Ann Downer

© 2010 Sarah Fishman

Ann Downer was born in Virginia and spent part of her childhood in the Philippines and in Thailand. She is the author of five fantasy novels for young readers and three previous books about science, including the award-winning Elephant Talk: The Surprising Science of Elephant Communication for Twenty-First Century Books. Her first picture book, Shark Baby, was published in 2013. She lives outside Boston, Massachusetts, with her husband and son. Their backyard is visited by woodchucks, skunks, and rabbits, but no bears—so far.


What was your favorite book when you were a child?

I can’t possibly pick one! I loved so many. The Little House books. Charlie and the Chocolate Factory. A Wrinkle in Time. A Wizard of Earthsea. A Wizard of Earthsea was the book that made me want to be a writer.

What’s your favorite line from a book?

That’s a very hard question. I’ll rephrase it as favorite first line, which is a little easier: “Alice was beginning to get very tired of sitting by her sister on the bank, and of having nothing to do: once or twice she had peeped into the book her sister was reading, but it had no pictures or conversations in it, ‘and what is the use of a book,’ thought Alice ‘without pictures or conversation?’” from Alice’s Adventures in Wonderland.

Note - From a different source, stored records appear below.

PR #70, opened 2018-12-06
Do not require table to contain address if interface is down (Fixes #55)

### LINKED ISSUE #55: Tests abort on windows when one the network interfaces is down
While trying to run the test cases on my laptop all tests that somehow use a network interface abort. The easiest way to reproduce is to simply run CUnit_os_getifaddrs_ipv4. The output I get is the following:

```
ctest -T test -C DEBUG -R CUnit_os_getifaddrs_ipv4 -V
UpdateCTestConfiguration  from :C:/cyclonedds/build.1/DartConfiguration.tcl
Parse Config file:C:/cyclonedds/build.1/DartConfiguration.tcl
   Site: DESKTOP-S7FK1CA
   Build name: Win32-MSBuild
UpdateCTestConfiguration  from :C:/cyclonedds/build.1/DartConfiguration.tcl
Parse Config file:C:/cyclonedds/build.1/DartConfiguration.tcl
Test project C:/cyclonedds/build.1
Constructing a list of tests
Done constructing a list of tests
Updating test list for fixtures
Added 0 tests to meet fixture requirements
Checking test dependency graph...
Checking test dependency graph end
test 18
    Start 18: CUnit_os_getifaddrs_ipv4

18: Test command: C:\cyclonedds\build.1\bin\abstraction.exe "-a" "-r" "os_getifaddrs-ipv4" "-s" "os_getifaddrs" "-t" "ipv4"
18: Environment variables:
...
18: Test timeout computed to be: 10
18: Assertion failed: eq != 0, file c:\cyclonedds\src\os\src\windows\os_platform_ifaddrs.c, line 190
1/2 Test #18: CUnit_os_getifaddrs_ipv4 ..........***Failed    1.12 sec
test 22
    Start 22: CUnit_os_getifaddrs_ipv4_n_ipv6

22: Test command: C:\cyclonedds\build.1\bin\abstraction.exe "-a" "-r" "os_getifaddrs-ipv4_n_ipv6" "-s" "os_getifaddrs" "-t" "ipv4_n_ipv6"
22: Environment variables:
...
22: Test timeout computed to be: 10
22: Assertion failed: eq != 0, file c:\cyclonedds\src\os\src\windows\os_platform_ifaddrs.c, line 190
2/2 Test #22: CUnit_os_getifaddrs_ipv4_n_ipv6 ...***Failed    1.30 sec

0% tests passed, 2 tests failed out of 2

Total Test time (real) =   3.14 sec

The following tests FAILED:
         18 - CUnit_os_getifaddrs_ipv4 (Failed)
         22 - CUnit_os_getifaddrs_ipv4_n_ipv6 (Failed)
Errors while running CTest
```

k0ekk0ek:
This pull request fixes issue #55 by not requiring the address to be in the address table if the interface is down. Apart from that it also fixes build warnings by passing a message to CU_PASS. The warnings were introduced by my previous pull request.

### DIFF
--- a/src/core/ddsc/tests/read_instance.c
+++ b/src/core/ddsc/tests/read_instance.c
@@ -298,7 +298,7 @@ CU_Theory((dds_entity_t *ent, void **buf, dds_sample_info_t *si, size_t bufsz, u
         ret = dds_read_instance(*ent, buf, si, bufsz, maxs, g_hdl_valid);
         CU_ASSERT_EQUAL_FATAL(dds_err_nr(ret), DDS_RETCODE_BAD_PARAMETER);
     } else {
-        CU_PASS();
+        CU_PASS("Skipped");
     }
 }
 /*************************************************************************************************/
@@ -319,7 +319,7 @@ CU_Theory((dds_entity_t *ent, void **buf, dds_sample_info_t *si, uint32_t maxs),
         ret = dds_read_instance_wl(*ent, buf, si, maxs, g_hdl_valid);
         CU_ASSERT_EQUAL_FATAL(dds_err_nr(ret), DDS_RETCODE_BAD_PARAMETER);
     } else {
-        CU_PASS();
+        CU_PASS("Skipped");
     }
 }
 /*************************************************************************************************/
@@ -349,7 +349,7 @@ CU_Theory((dds_entity_t *ent, void **buf, dds_sample_info_t *si, size_t bufsz, u
         ret = dds_read_instance_mask(*ent, buf, si, bufsz, maxs, g_hdl_valid, mask);
         CU_ASSERT_EQUAL_FATAL(dds_err_nr(ret), DDS_RETCODE_BAD_PARAMETER);
     } else {
-        CU_PASS();
+        CU_PASS("Skipped");
     }
 }
 /*************************************************************************************************/
--- a/src/core/ddsc/tests/reader.c
+++ b/src/core/ddsc/tests/reader.c
@@ -306,7 +306,7 @@ CU_Theory((void **buf, dds_sample_info_t *si, size_t bufsz, uint32_t maxs), ddsc
         ret = dds_read(g_reader, buf, si, bufsz, maxs);
         CU_ASSERT_EQUAL_FATAL(dds_err_nr(ret), DDS_RETCODE_BAD_PARAMETER);
     } else {
-        CU_PASS();
+        CU_PASS("Skipped");
     }
 }
 /*************************************************************************************************/
@@ -540,7 +540,7 @@ CU_Theory((void **buf, dds_sample_info_t *si, size_t bufsz, uint32_t maxs), ddsc
         ret = dds_read_mask(g_reader, buf, si, bufsz, maxs, mask);
         CU_ASSERT_EQUAL_FATAL(dds_err_nr(ret), DDS_RETCODE_BAD_PARAMETER);
     } else {
-        CU_PASS();
+        CU_PASS("Skipped");
     }
 }
 /*************************************************************************************************/
@@ -1676,7 +1676,7 @@ CU_Theory((void **buf, dds_sample_info_t *si, size_t bufsz, uint32_t maxs), ddsc
         ret = dds_take(g_reader, buf, si, bufsz, maxs);
         CU_ASSERT_EQUAL_FATAL(dds_err_nr(ret), DDS_RETCODE_BAD_PARAMETER);
     } else {
-        CU_PASS();
+        CU_PASS("Skipped");
     }
 }
 /*************************************************************************************************/
@@ -1911,7 +1911,7 @@ CU_Theory((void **buf, dds_sample_info_t *si, size_t bufsz, uint32_t maxs), ddsc
         ret = dds_take_mask(g_reader, buf, si, bufsz, maxs, mask);
         CU_ASSERT_EQUAL(dds_err_nr(ret), DDS_RETCODE_BAD_PARAMETER);
     } else {
-        CU_PASS();
+        CU_PASS("Skipped");
     }
 }
 /*************************************************************************************************/
--- a/src/core/ddsc/tests/reader_iterator.c
+++ b/src/core/ddsc/tests/reader_iterator.c
@@ -405,7 +405,7 @@ CU_Theory((void **buf, dds_sample_info_t *si), ddsc_read_next, invalid_buffers, 
         ret = dds_read_next(g_reader, buf, si);
         CU_ASSERT_EQUAL_FATAL(dds_err_nr(ret), DDS_RETCODE_BAD_PARAMETER);
     } else {
-        CU_PASS();
+        CU_PASS("Skipped");
     }
 }
 /*************************************************************************************************/
@@ -521,7 +521,7 @@ CU_Theory((void **buf, dds_sample_info_t *si), ddsc_read_next_wl, invalid_buffer
         ret = dds_read_next_wl(g_reader, buf, si);
         CU_ASSERT_EQUAL_FATAL(dds_err_nr(ret), DDS_RETCODE_BAD_PARAMETER);
     } else {
-        CU_PASS();
+        CU_PASS("Skipped");
     }
 }
 /*************************************************************************************************/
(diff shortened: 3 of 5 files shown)


eboasson:
@k0ekk0ek, thank you very much, and it is definitely an improvement over the older version. However, before I merge it, I'd like to first try once again to understand a few things ...

Why complicate something very simple by adding unnecessary state? I've seen tons of code that does it and this particular bit of code is in no way unique in this regard; and I am really only using this change as a specimen. I just cannot help but wonder what prompted you to initialize ``eq`` to -1 to avoid doing anything, when it really means none of the statements in the IPv4 branch have any effect when the interface is down.

Secondly, ``eq`` really serves not much of a purpose; it would have, had ``i`` been declared within the ``for`` statement as a local iterator, but as it is, it is superfluous. To me a simple ``for`` loop with a break when the matching element has been found, followed by a check on the value of the loop index makes for a more sensible idiom. Less state, easier to track.

Thirdly, though the likelihood of it happening is negligible, it can leak memory (it could before the fix you did, it is just that the preceding made me wonder and have a good look). If any of the ``addr``, ``netmask`` or ``broadaddr`` allocations fail, only ``ifa`` gets freed and ``name`` through whichever was the last successful allocation will leak.

I am aware that the use of deeply nested if statements — which, I note, you only inherited from elsewhere — combined with variables to track state is entirely in line with many gurus' statements on what constitutes good programming style, but that doesn't mean those gurus are right. I suppose it may well be an excellent way of training one's memory to have a near-infinite stack for tracking allocations and conditions in nested if-statements, and perhaps that is the ultimate goal those gurus have in mind ... but my poor brain dislikes that and prefers simple control flow. In C, for exception handling, that favours ``goto``s and early ``return``s. I'm convinced the hate for ``goto`` comes from those same gurus. (And not from E. W. Dijkstra, contrary to common belief — but not many have actually read his famous letter to the editor or taken the time to understand the context.)

Finally, the network address the function copies presumably must be IPv4 or IPv6 address, or else the ``index`` assignment makes no sense in the non-IPv4 case, a detail that would be much more obvious by a small rewrite. I furthermore do wonder whether it wouldn't be more clear if the check whether the interface is up were done earlier, but that is a minor detail.

Perhaps I should try to show what I mean ... completely untested (not even syntax checked!):
```C
static int
copyaddr(
    os_ifaddrs_t **ifap,
    const PIP_ADAPTER_ADDRESSES iface,
    const PMIB_IPADDRTABLE addrtable,
    const PIP_ADAPTER_UNICAST_ADDRESS addr)
{
  os_ifaddrs_t *ifa;
  if ((ifa = os_calloc(1, sizeof(*ifa))) == NULL)
    goto err_alloc_ifa;
  ifa->flags = getflags(iface);
  (void)os_asprintf(&ifa->name, "%wS", iface->FriendlyName);
  if (ifa->name == NULL)
    goto err_alloc_ifa_name;
  if ((ifa->addr = os_memdup(addr->Address.lpSockaddr, addr->Address.iSockaddrLength)) == NULL)
    goto err_alloc_ifa_addr;
  switch (ifa->addr->sa_family)
  {
    case AF_INET:
      if (ifa->flags & IFF_UP)
      {
        const struct sockaddr_in * const sa = (struct sockaddr_in *)addr->Address.lpSockaddr;
        DWORD i;
        for (i = 0; i < addrtable->dwNumEntries; i++)
          if (sa->sin_addr.s_addr == addrtable->table[i].dwAddr)
            break;
        if (i < addrtable->dwNumEtries)
        {
          if ((ifa->netmask = os_calloc(1, sizeof(netmask))) == NULL)
            goto err_alloc_ifa_netmask;
          if ((ifa->broadaddr = os_calloc(1, sizeof(broadaddr))) == NULL)
            goto err_alloc_ifa_broadaddr;
          ifa->index = addrtable->table[i].dwIndex;
          ifa->netmask.sin_family = AF_INET;
          ifa->netmask.sin_addr.s_addr = addrtable->table[i].dwMask;
          ifa->broadaddr.sin_family = AF_INET;
          ifa->broadaddr.sin_addr.s_addr = sa->sin_addr.s_addr | ~(netmask.sin_addr.s_addr);
        }
      }
      break;
    case AF_INET6:
      ifa->index = iface->Ipv6IfIndex;
      break;
    default:
      assert(0);
  }
  *ifap = ifa;
  return 0;
err_alloc_ifa_broadaddr:
  os_free(ifa->netmask);
err_alloc_ifa_netmask:
  os_free(ifa->addr);
err_alloc_ifa_addr:
  os_free(ifa->name);
err_alloc_ifa_name:
  os_free(ifa);
err_alloc_ifa:
  return ENOMEM;
}
```

k0ekk0ek:
I agree that using `goto` for exception handling is good practice, as are early returns. However, to me, that just creates extra branches. Which I avoid out of personal preference as opposed to clinging to gotos are bad. I tend to use early returns as long as nothing is allocated and prefer to keep one path if anything is. All if statements etc check the error variable (the same that's returned by the function), then at the end of the function I check one last time if an error occurred, and if it did, clean up. In this case `os_free` should have been `os_freeifaddrs` as in the posix specific code. To me that's easier to follow (even if this isn't the best example).

I do agree that introducing an extra state wasn't the best idea. It was the quickest.

The `eq` variable did serve a purpose though. I wanted to make sure that the address could be found in the table if I had an "interface". The reason for that is that I need two calls to get the information os_getifaddrs needs to return on Windows. One to get the interfaces and one to get the addresses that go with the interfaces. In my opinion the operating system should offer that in one call so that I at least get a consistent view of a given point in time. In that sense, the assert actually served it's purpose and I know that in theory I can get a list of interfaces in which it's considered up but have a list of addresses that was compiled with the interface being down.

I don't know if it's worth the effort of implementing going through the process of fetching the interfaces and address again if the situation occurs?

I do agree that checking the index vs. the number entries would have been a better choice.

eboasson:
I have no interest in blocking this pull request, nor in fighting over style, but at least the memory leaks need addressing. They haven't been introduced by this and I probably failed to spot them while reviewing an earlier version of this code, so I am willing to fix them myself. I do feel the urge to comment on a small detail, though:

> I agree that using goto for exception handling is good practice, as are early returns. However, to me, that just creates extra branches. 

This is an intriguing point of view. A branch, by definition, occurs when you have to choose whether to do A or rather B (either which could be empty). The only way to avoid the branches is by not checking, I'd say. Especially

> All if statements etc check the error variable (the same that's returned by the function), then at the end of the function I check one last time if an error occurred, and if it did, clean up.

means that you add state that needs to be tracked when reasoning about the behaviour without actually reducing the number of branches. It works kind of ok when all returns types are the same, but in my experience dealing with (and debugging) code written in that style, I have invariably found it harder to deal with (because of the extra state) and very impractical that there are no good places to set unconditional breakpoints ...

To each his own.

> I do agree that introducing an extra state wasn't the best idea. It was the quickest.

Nah, not really. Just adding it as a conjunct in the IPv4 check would've been even quicker. But whatever.

> One to get the interfaces and one to get the addresses that go with the interfaces. In my opinion the operating system should offer that in one call so that I at least get a consistent view of a given point in time. In that sense, the assert actually served it's purpose and I know that in theory I can get a list of interfaces in which it's considered up but have a list of addresses that was compiled with the interface being down.

The assertion as written is independent of the use of a variable ``eq`` or not, but more important is that it isn't the right way to deal with such behaviour from the underlying operations. As you yourself suggest, if you fail to find a match, retry from the beginning is the more sensible approach. (That is, if there is no information available that allows you to determine whether the configuration has changed since the last time you checked.)

But no matter how closely you manage to approximate extracting a consistent view from the operating system, by the time of use, it may very well be stale already ... That the code currently has no provision for handling such changes is obviously a shortcoming.

> I don't know if it's worth the effort of implementing going through the process of fetching the interfaces and address again if the situation occurs?

Not worth it right now, the code is currently in a state that is simple enough to describe: no support whatsoever for network configurations that change. My guess is that handling those changes properly will mean the effort on making this "less incorrect" will turn out to be wasted.

> In this case ``os_free`` should have been ``os_freeifaddrs`` as in the posix specific code.

I had forgotten about that one, thanks.

k0ekk0ek:
Fixed the pull request. Made the code a little simpler. Tests run locally, let's hope everything passes on Travis and AppVeyor as well.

Who are your top three favorite authors or illustrators?

Ursula LeGuin, Madeleine L’Engle, and Lloyd Alexander. Illustators: John Tenniel’s illustrations for the original Alice’s Adventures in Wonderland, William Wallace Denslow’s illustrations for L. Frank Baum’s Oz books, and then a tie for third place (is that cheating?) between Peggy Bacon’s illustrations for The Ghost of Opalina and Fritz Eichenberg’s lovely images of Lilliputians in T. H. White’s Mistress Masham’s Repose.

Why did you want to become an author or illustrator?

I had some characters inside me who needed to tell their stories.

Do you have any advice for future authors or illustrators?

Read. There is no better way to open the door to being a good writer than by reading voraciously. Allow yourself to make mistakes in your writing, and then learn to correct them. And don’t forget to go out into the world with open eyes, open ears, and an open mind and observe all you can about the world and the way people talk, move, and act.